**Problem requirements:**
Lines where the string "information" appears are to be copied from the entries below.

⟨

PR #3324, opened 2020-05-19
[CSGN-189] Placeholder for Sell Tab landing page

pepopowitz:
Addresses https://artsyproduct.atlassian.net/browse/CSGN-189

Adds a proper placeholder screen for the Sell Tab landing page.

Static content remains static, and only the dynamic pieces are grayed out. Here's what it looks like - note the very bottom, where the "Artists collectors are looking to buy" section fills in:

placeholder-full

To give a better idea of what that artist list would look like if it were to, say, move up the page some day, here's how that artist section loads when you can see it completely:

placeholder-artist-list

There is a slight difference in heights that causes the section below it to jump a couple pixels...I was unable to figure out what was causing that difference. I don't personally think it's a big deal because no one really sees the bottom of the artist section when the full view is loading, but let me know if you feel otherwise.

#trivial


jonallured:
LGTM 🏆

PR #3325, opened 2020-05-19
[AUCT-1011] - Add confirmation alert for email verification in homeVC

brainbicycle:
https://artsyproduct.atlassian.net/browse/AUCT-1011

This is an initial attempt to show a confirmation dialog when users tap an email verification link in Eigen @ds300 wanted to get your feedback on the approach and if this is something we want to handle more generally for teams that need to show a modal or banner in Eigen from a deep link.

Also the preferred UX here is to show a sash on bottom of feed wondering if you had any insight into difficulty there: 
https://www.figma.com/file/dymIntVYc075QVdlWR99UQ/Email-Verification?node-id=113%3A161

Co-authored with @bhoggard @erikdstock 

Edit: This is agreed upon approach and ready for review. 

See copy for additional states here: 
https://github.com/artsy/eigen/pull/3325/files#diff-2996077a298cdc9e41e9bf32fc2431d1R46

**Error state**:
error-state

**Success State**:
email-confirmed


ds300:
> if this is something we want to handle more generally for teams that need to show a modal or banner in Eigen from a deep link

Yeah that would be nice to have. Tricky problem though, given that modals can be handled both by switchboard and by react-native (e.g. collections filters modal). 

> Also the preferred UX here is to show a sash on bottom of feed wondering if you had any insight into difficulty there

Yeah we'd need to find a way of pushing the sash state into react-native land, most likely via a prop. There's plenty of precedent for this (e.g. artist id on artist page). Should be simple technically. The UX implications are much trickier though, given that there's already a permanent sash for consignments there. e.g. people might be used to ignoring it and not notice the confirmation/error message, how would interactions of showing/dismissing the sash work, etc.

This code looks good to me though!

dleve123:
@erikdstock @bhoggard @brainbicycle Can we add some screenshots to see what this looks like?

Artsy/View_Controllers/App_Navigation/ARTopMenuViewController.m
```diff
@@ -248,8 +248,19 @@ - (void)registerWithSwitchBoard:(ARSwitchBoard *)switchboard
...
         [switchboard registerPathCallbackAtPath:menuToPaths[tabNum] callback:^id _Nullable(NSDictionary *_Nullable parameters) {
+
+            NSString *confirmationMessageCode = parameters[@"flashMessage"];
+
             ARTopTabControllerTabType tabType = [tabNum integerValue];
-            return [self rootNavigationControllerAtTab:tabType].rootViewController;
+            switch (tabType) {
+                case ARHomeTab:
+                    if (confirmationMessageCode != nil) {
+                        return [self homeWithEmailConfirmation:confirmationMessageCode];
```
erikdstock, line 258: Given that we’ve made this more general to any user message we want to present rather than specifically email should we make a similar naming change here?

emission/Pod/Classes/ViewControllers/ARHomeComponentViewController.m
```diff
@@ -14,4 +15,58 @@ - (instancetype)initWithEmission:(nullable AREmission*)emission;
...
+                                          message:message
+                                          preferredStyle:UIAlertControllerStyleAlert];
+    UIAlertAction *okAction = [UIAlertAction actionWithTitle:@"OK" style:UIAlertActionStyleDefault handler:^(UIAlertAction *_Nonnull action) {
+        [self dismissViewControllerAnimated:YES completion:nil];
+    }];
+    [alert addAction:okAction];
+    [self presentViewController:alert animated:YES completion:nil];
+}
+
+#pragma mark - Email Confirmation
```
erikdstock, line 31: Curious what these pragmas do

brainbicycle: They are just for code organization, adding them adds it as section in Xcode's source navigator which makes it easier to jump to, but honestly I barely ever use that feature and just use it to mark different blocks of responsibilities. 
https://nshipster.com/pragma/#organizing-your-code

Swift has similar with `// MARK` comments
https://nshipster.com/swift-documentation/#mark-todo-fixme

Artsy/View_Controllers/App_Navigation/ARTopMenuViewController.m
brainbicycle: I can definitely make the naming more general but I do think that if we find we are using this for a lot of different user messages we should probably rethink the UX of showing a standard iOS alert.

brainbicycle:
> First off i really enjoyed working on this and felt like i learned a lot. My main question is- if we are adding a new interface to both force and eigen, basically a key in the url `flashMessage` that might be handled with a sash or alert or something else, should we tale care to make values we pass specific, eg confirmationMessage: confirmed becomes flashMessage: email_confirmed? My understanding is that these details are harder to iterate on later in native code.''

👍 

I think it is a good idea to be more specific here with the message codes and perhaps prefix with *email_* . That said although we are making the query param naming more generic the code as it stands still is tied to the pretty narrow use case of whatever message codes we have hardcoded in the app and any new messages with this approach will require a new app release. If our only current use case of this is email confirmation messages I would err on keeping it simple for the time being and revisiting if we have other use cases.

emission/Pod/Classes/ViewControllers/ARHomeComponentViewController.m
```diff
@@ -14,4 +15,58 @@ - (instancetype)initWithEmission:(nullable AREmission*)emission;
...
+           @"title": @"Email Confirmed",
+           @"message": @"Your email has been confirmed."
+       },
+       @"already_confirmed": @{
+           @"title": @"Already Confirmed",
+           @"message": @"You have already confirmed your email."
+       },
+       @"invalid_token": @{
+           @"title": @"Error",
+           @"message": @"Your token is invalid. Please try again."
```
dleve123, line 58: An error has occurred. Please contact support@artsy.net

emission/Pod/Classes/ViewControllers/ARHomeComponentViewController.m
```diff
@@ -14,4 +15,58 @@ - (instancetype)initWithEmission:(nullable AREmission*)emission;
...
+       },
+       @"blank_token": @{
+           @"title": @"Error",
+           @"message": @"No token found. Please try again."
```
dleve123, line 62: An error has occurred. Please contact support@artsy.net

emission/Pod/Classes/ViewControllers/ARHomeComponentViewController.m
```diff
@@ -14,4 +15,58 @@ - (instancetype)initWithEmission:(nullable AREmission*)emission;
...
+       },
+       @"expired_token": @{
+           @"title": @"Error",
+           @"message": @"An error has occurred. Please try again."
```
dleve123, line 66: Link expired. Please request a new verification email below.

emission/Pod/Classes/ViewControllers/ARHomeComponentViewController.m
```diff
@@ -14,4 +15,58 @@ - (instancetype)initWithEmission:(nullable AREmission*)emission;
...
+       @"invalid_token": @{
+           @"title": @"Error",
+           @"message": @"Your token is invalid. Please try again."
+       },
+       @"blank_token": @{
+           @"title": @"Error",
+           @"message": @"No token found. Please try again."
+       },
+       @"expired_token": @{
+           @"title": @"Error",
```
dleve123, line 65: Link Expired

dleve123:
hey @brainbicycle – we just took a look at the text for the error cases here. Would it be possible for you to tweak the working a bit inline with the comments I just left?

PR #3330, opened 2020-05-20
Move npm-vendored podspecs to podfile

ds300:
Not sure if you remember us creating this npm-podspecs file @brainbicycle but we don't need it anymore since we combined eigen and emission. To avoid confusion let's get rid of it and keep all our pod dependency declarations in the podfile.

#trivial


Podfile.lock
```diff
@@ -858,6 +858,6 @@ SPEC CHECKSUMS:
   "XCTest+OHHTTPStubSuiteCleanUp": 4469ec8863c6bc022c5089a9b94233eb3416c5ee
   Yoga: 50fb6eb13d2152e7363293ff603385db380815b1
 
-PODFILE CHECKSUM: 1db98f52ac11bd0b220f43b4666d25105c259932
+PODFILE CHECKSUM: 5a1d55bcad5c6ad066e297a54e38657b2f5396c2
```
ds300, line 861: weird that this changed but nothing else in this file changed.

PR #3339, opened 2020-05-20
Add artwork description to Viewing Room artworks view

mdole:
Missed this in the spec till now! This PR grabs the artwork description if one exists and puts it below the artwork in the list view.

Screen Shot 2020-05-20 at 5 32 00 PM


oxaudo:
@mdole - It's super confusing, but I'm 99.9% sure that you want `additionalInformation` here instead of `description`. Description is an admin only `blurb` field. `additional information` is entered by partner.

Sorry for the late note here. Just now catching up on the emails after Friday:)

mdole:
Ooo good catch @oxaudo, thank you! I'll confirm + make that change today

PR #3341, opened 2020-05-20
Add Featured Collections Rail to Collection Departments

ashleyjelks:
Kapture 2020-05-22 at 15 31 20

Kapture 2020-05-22 at 15 33 07

Kapture 2020-05-20 at 19 15 42

https://artsyproduct.atlassian.net/browse/FX-1798


src/lib/Scenes/Collection/Components/CollectionHubsRails/FeaturedCollections/__tests__/FeaturedCollections-tests.tsx
```diff
@@ -0,0 +1,334 @@
...
+      destination_screen_owner_id: "featured-collection-id-1",
+      destination_screen_owner_slug: "featured-collection-1",
+      destination_screen_owner_type: "Collection",
+      horizontal_slide_position: 1,
+      type: "thumbnail",
+    })
+  })
+
+  describe("Featured Collections Rail", () => {
+    let props: any /* STRICTNESS_MIGRATION */
```
ashleyjelks, line 117: This will cause CI to fail.

ArtsyOpenSource:
<table>
  <thead>
    <tr>
      <th width="50"></th>
    </tr>
  </thead>
  <tbody><tr>
      <td>:no_entry_sign:</td>
      <td>Missing Test Files:

- `src/lib/Scenes/Collection/Components/CollectionHubsRails/FeaturedCollections/__tests__/FeaturedCollectionsRail-tests.tsx`

    </tr>
  </tbody>
</table>




<p align="right">
</p>

src/lib/Scenes/Collection/Components/CollectionHubsRails/ArtistSeries/CollectionArtistSeriesRail.tsx
```diff
@@ -59,15 +59,6 @@ export const CollectionArtistSeriesRailContainer = createFragmentContainer(Colle
             }
           }
         }
-        defaultHeader: artworksConnection(sort: "-decayed_merch", first: 1) {
-          edges {
```
ashleyjelks, line 63: This isn't being used as there is no default header in iOS Collections--we always show the top most merchandisable artwork in the collection as the header.

src/lib/Scenes/Collection/Components/CollectionHubsRails/FeaturedCollections/__tests__/FeaturedCollectionsRail-tests.tsx
```diff
@@ -0,0 +1,334 @@
...
+
+      expect(
+        wrapper
+          .find(FeaturedCollectionPrice)
+          .at(2)
+          .text()
+      ).toBe("From $35,000")
+    })
+
+    xit("navigates to a new collection when tapped", () => {
```
ashleyjelks, line 218: This test is failing for an odd reason, I'm probably missing something very obvious, will see if someone on FX wants to pair on this!

src/__generated__/ViewingRoomHeader_viewingRoom.graphql.ts
```diff
@@ -5,9 +5,9 @@ import { ReaderFragment } from "relay-runtime";
 import { FragmentRefs } from "relay-runtime";
 export type ViewingRoomHeader_viewingRoom = {
     readonly title: string;
-    readonly startAt: unknown | null;
-    readonly endAt: unknown | null;
-    readonly heroImageURL: string | null;
```
anandaroop, line 10: It's ok that this unrelated diff is in here?

src/lib/Components/Markdown.tsx
```diff
@@ -32,7 +32,17 @@ export class Markdown extends React.Component<Props & FlexProps> {
...
+    const children = stringifyChildren(this.props.children)
 
-    return <Flex {...rest}>{renderMarkdown(stringifyChildren(this.props.children), rules)}</Flex>
+    if (rules?.truncationLimit) {
+      // an end limit of undefined on the slice method will return the full string
+      const truncationLimit: number | undefined =
+        children.length <= rules.truncationLimit ? undefined : rules.truncationLimit
+      const ellipsis: string = !truncationLimit ? "" : "..."
+
+      return <Flex {...rest}>{renderMarkdown(children.slice(0, truncationLimit) + ellipsis, rules)}</Flex>
```
ds300, line 43: This is not a reliable way to truncate markdown. e.g. the markdown `Hello *Banksy*` truncated at 9 chars would render as 'Hello *Ba...' instead of 'Hello *Ban*...'

We have some sophisticated code for doing proper markdown truncation in `ReadMore`, and I'd prefer if we could re-use that here.

But alternatively, looking at the use case in the collections rail, I'd suggest undoing the changes to this component and then using `renderMarkdown` directly in the rail cards. You can grab the first `Sans` component that it outputs, and then add the `numberOfLines` prop to let react-native take care of the truncation and ellipsis.

src/lib/Scenes/Collection/Components/CollectionHubsRails/FeaturedCollections/FeaturedCollectionsRail.tsx
```diff
@@ -0,0 +1,148 @@
...
+  const { collection, collectionGroup } = props
+  const collections = collectionGroup?.members ?? []
+  const basicRules = defaultRules(true)
+  const markdownRules = {
+    ...basicRules,
+    truncationLimit: 100,
+    paragraph: {
+      ...basicRules.paragraph,
+      // @ts-ignore STRICTNESS_MIGRATION
+      react: (node, output, state) => (
```
ds300, line 35: Let's avoid introducing new strictness error! :)

The problem here is that these parameters are untyped. We can let typescript infer them if we define these rules in a context with type information. The `defaultRules` helper has been set up for that:

```
const markdownRules = defaultRules(true, {
  paragraph: {
    ...basicRules.paragraph,
    react: (node, output, state) => ...
  }
})
```

src/lib/Scenes/Collection/Components/CollectionHubsRails/FeaturedCollections/__tests__/FeaturedCollectionsRail-tests.tsx
```diff
@@ -0,0 +1,334 @@
+import { Theme } from "@artsy/palette"
+import {
+  FeaturedCollectionsTestsQuery,
+  FeaturedCollectionsTestsQueryRawResponse,
+} from "__generated__/FeaturedCollectionsTestsQuery.graphql"
+// @ts-ignore STRICTNESS_MIGRATION
+import { mount } from "enzyme"
```
ds300, line 7: We're moving away from `enzyme` and towards `react-test-renderer` and `relay-test-utils`. Please avoid creating new tests with enzyme from now on.

src/lib/Scenes/Collection/Components/CollectionHubsRails/FeaturedCollections/FeaturedCollectionsRail.tsx
```diff
@@ -0,0 +1,148 @@
...
+export const ImageWrapper = styled(Flex)`
+  border: solid 1px ${color("black10")};
+  height: 385px;
+  width: 260px;
+  border-radius: 5px;
+`
+
+export const FeaturedCollectionTitle = styled(Sans)``
+export const FeaturedCollectionPrice = styled(Sans)``
+export const CollectionGroup = styled(Sans)``
```
ds300, line 117: nonblocking: this is an odd pattern. I think these are only being exported to help find the components in tests, right? Normally we'd use the `data-test-id` prop for that, which is a bit more explicit and conventional.

src/lib/Scenes/Collection/Components/CollectionHubsRails/FeaturedCollections/FeaturedCollectionsRail.tsx
```diff
@@ -0,0 +1,148 @@
...
+import ImageView from "lib/Components/OpaqueImageView/OpaqueImageView"
+import SwitchBoard from "lib/NativeModules/SwitchBoard"
+import { defaultRules } from "lib/utils/renderMarkdown"
+import { Schema } from "lib/utils/track"
+import React, { useRef } from "react"
+import { FlatList, TouchableHighlight } from "react-native"
+import { createFragmentContainer, graphql } from "react-relay"
+import { useTracking } from "react-tracking"
+// @ts-ignore
+import styled from "styled-components/native"
```
ds300, line 14: this is not required any more, we have typings for styled-components now

src/lib/Scenes/Collection/Components/CollectionHubsRails/FeaturedCollections/FeaturedCollectionsRail.tsx
```diff
@@ -0,0 +1,148 @@
...
+  }
+
+  return collections.length > 0 ? (
+    <>
+      <Flex ml={"-20px"} ref={navRef}>
+        <CollectionGroup size="4" my={2} ml={4}>
+          {collectionGroup.name}
+        </CollectionGroup>
+      </Flex>
+      <FlatList<FeaturedCollection>
```
ds300, line 54: It'd be cool if you could use an `AboveTheFoldFlatList` here, which more aggressively prevents off-screen things from being rendered until the user starts scrolling. This helps us prevent loading too many images at once when a user lands on a page.

src/lib/Components/Markdown.tsx
ashleyjelks: Nice suggestion, this works perfectly!

src/lib/Scenes/Collection/Components/CollectionHubsRails/FeaturedCollections/FeaturedCollectionsRail.tsx
ashleyjelks: Makes sense. I'd like to do this in a follow up PR because there are now 3 horizontally scrolling flatlists on department pages that I think can be similarly optimized!

ashleyjelks: Added a ticket to track this: https://artsyproduct.atlassian.net/browse/FX-1970

src/lib/Scenes/Collection/Components/CollectionHubsRails/FeaturedCollections/__tests__/FeaturedCollectionsRail-tests.tsx
```diff
@@ -0,0 +1,262 @@
...
+    })
+
+    it("renders each Featured Collection's title", () => {
+      const tree = ReactTestRenderer.create(
+        <Theme>
+          <FeaturedCollectionsRail {...props} />
+        </Theme>
+      ).root
+
+      const title1 = tree.findByProps({ "data-test-id": "title-0" })
```
ashleyjelks, line 146: I constructed these ReactTestRenderer instances like this because calling `findAllByProps({data-test-id: "title"})` returned more than 3 instances.  I saw others were having this issue as well https://github.com/artsy/eigen/pull/3341.

What's interesting was that when I used `findByProps({data-test-id: "title"})`, it throws an error (as expected) that it found 3 instances instead of 1. So it is unclear to me if this is some bug (finding more than 3 instances when using `findAllByProps({data-test-id: "title"})`) in the react-test-renderer library like others note in that Github issue, or something else.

⟩

**Your solution:**
@mdole - It's super confusing, but I'm 99.9% sure that you want `additionalInformation` here instead of `description`. Description is an admin only `blurb` field. `additional information` is entered by partner.
The problem here is that these parameters are untyped. We can let typescript infer them if we define these rules in a context with type information. The `defaultRules` helper has been set up for that:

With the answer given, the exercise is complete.